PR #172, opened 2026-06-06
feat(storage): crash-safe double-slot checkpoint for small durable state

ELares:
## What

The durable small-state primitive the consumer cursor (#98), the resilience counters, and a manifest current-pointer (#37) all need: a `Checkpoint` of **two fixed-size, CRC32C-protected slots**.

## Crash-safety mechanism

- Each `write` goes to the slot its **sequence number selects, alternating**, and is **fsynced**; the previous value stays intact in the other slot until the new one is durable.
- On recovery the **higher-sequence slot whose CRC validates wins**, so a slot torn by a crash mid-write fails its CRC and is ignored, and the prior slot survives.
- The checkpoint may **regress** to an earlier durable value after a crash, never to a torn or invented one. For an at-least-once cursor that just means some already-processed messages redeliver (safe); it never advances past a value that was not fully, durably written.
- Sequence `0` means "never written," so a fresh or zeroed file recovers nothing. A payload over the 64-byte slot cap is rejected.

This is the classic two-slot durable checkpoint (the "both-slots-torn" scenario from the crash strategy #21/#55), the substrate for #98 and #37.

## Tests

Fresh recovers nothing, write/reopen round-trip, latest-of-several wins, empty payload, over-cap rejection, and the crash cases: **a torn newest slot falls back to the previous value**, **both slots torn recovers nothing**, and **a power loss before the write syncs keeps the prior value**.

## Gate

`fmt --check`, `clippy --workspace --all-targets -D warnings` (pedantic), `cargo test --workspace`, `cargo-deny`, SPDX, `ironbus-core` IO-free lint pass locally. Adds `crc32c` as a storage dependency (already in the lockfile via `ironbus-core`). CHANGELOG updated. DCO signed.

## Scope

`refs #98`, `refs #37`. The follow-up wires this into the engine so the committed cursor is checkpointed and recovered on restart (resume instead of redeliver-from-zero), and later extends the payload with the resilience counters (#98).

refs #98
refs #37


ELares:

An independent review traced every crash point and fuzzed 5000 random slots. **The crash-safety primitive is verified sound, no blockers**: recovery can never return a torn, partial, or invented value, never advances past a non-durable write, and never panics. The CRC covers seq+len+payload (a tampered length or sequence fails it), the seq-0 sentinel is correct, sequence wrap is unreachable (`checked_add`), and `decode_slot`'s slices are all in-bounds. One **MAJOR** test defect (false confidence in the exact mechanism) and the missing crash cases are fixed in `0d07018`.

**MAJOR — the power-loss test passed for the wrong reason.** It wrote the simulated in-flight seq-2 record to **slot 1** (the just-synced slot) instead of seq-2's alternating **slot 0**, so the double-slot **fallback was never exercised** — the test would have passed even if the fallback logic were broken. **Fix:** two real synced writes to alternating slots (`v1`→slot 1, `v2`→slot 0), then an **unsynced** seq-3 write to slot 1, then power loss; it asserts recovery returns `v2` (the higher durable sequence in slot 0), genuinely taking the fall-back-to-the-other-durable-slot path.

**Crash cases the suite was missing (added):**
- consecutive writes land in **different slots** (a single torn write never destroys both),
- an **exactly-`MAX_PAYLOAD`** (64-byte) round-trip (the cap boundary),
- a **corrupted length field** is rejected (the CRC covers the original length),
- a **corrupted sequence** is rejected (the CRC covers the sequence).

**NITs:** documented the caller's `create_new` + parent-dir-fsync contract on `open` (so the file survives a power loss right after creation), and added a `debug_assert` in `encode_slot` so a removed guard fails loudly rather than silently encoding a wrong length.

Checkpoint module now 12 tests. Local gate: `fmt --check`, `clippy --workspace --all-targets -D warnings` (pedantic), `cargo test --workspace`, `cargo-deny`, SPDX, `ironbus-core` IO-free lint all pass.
......
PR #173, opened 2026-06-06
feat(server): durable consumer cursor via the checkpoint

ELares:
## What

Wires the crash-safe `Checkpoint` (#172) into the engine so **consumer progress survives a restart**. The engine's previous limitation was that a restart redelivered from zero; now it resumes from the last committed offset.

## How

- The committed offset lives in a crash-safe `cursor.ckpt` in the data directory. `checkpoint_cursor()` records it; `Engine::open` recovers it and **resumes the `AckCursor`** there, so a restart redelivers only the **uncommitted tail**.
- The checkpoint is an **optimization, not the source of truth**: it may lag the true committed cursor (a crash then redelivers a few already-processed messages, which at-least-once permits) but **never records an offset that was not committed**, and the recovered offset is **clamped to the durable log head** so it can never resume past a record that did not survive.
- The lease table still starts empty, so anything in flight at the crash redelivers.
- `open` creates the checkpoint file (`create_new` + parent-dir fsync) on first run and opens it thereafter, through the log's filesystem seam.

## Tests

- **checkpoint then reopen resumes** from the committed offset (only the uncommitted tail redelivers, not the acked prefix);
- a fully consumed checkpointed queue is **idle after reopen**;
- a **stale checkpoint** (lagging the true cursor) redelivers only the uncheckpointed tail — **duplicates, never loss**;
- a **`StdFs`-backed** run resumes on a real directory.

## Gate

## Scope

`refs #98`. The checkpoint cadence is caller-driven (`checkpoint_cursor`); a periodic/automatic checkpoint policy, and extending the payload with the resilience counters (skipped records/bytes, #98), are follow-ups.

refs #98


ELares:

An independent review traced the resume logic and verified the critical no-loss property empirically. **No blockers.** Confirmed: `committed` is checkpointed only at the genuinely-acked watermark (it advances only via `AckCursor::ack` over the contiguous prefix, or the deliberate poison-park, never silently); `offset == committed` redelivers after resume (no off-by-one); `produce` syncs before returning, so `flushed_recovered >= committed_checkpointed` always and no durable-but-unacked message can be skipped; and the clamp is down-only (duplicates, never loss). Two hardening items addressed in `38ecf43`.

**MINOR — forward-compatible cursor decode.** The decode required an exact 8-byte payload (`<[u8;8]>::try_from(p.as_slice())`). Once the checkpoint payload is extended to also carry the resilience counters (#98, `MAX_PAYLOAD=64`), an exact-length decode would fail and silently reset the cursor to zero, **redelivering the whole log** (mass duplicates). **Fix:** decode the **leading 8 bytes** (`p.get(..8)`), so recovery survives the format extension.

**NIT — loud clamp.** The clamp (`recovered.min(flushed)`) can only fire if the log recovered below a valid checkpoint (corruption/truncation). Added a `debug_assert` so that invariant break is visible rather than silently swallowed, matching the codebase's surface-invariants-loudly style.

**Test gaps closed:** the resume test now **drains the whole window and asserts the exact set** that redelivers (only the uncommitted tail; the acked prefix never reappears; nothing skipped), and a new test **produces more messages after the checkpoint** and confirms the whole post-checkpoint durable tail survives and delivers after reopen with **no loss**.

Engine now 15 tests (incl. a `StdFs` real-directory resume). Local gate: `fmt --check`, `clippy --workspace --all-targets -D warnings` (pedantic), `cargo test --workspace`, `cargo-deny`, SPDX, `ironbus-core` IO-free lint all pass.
......
→ **PROBLEM DETAILS**: Among the lines above, find each one containing the string "means" and copy it.

→ **YOUR SOLUTION**:
- The checkpoint may **regress** to an earlier durable value after a crash, never to a torn or invented one. For an at-least-once cursor that just means some already-processed messages redeliver (safe); it never advances past a value that was not fully, durably written.
- Sequence `0` means "never written," so a fresh or zeroed file recovers nothing. A payload over the 64-byte slot cap is rejected.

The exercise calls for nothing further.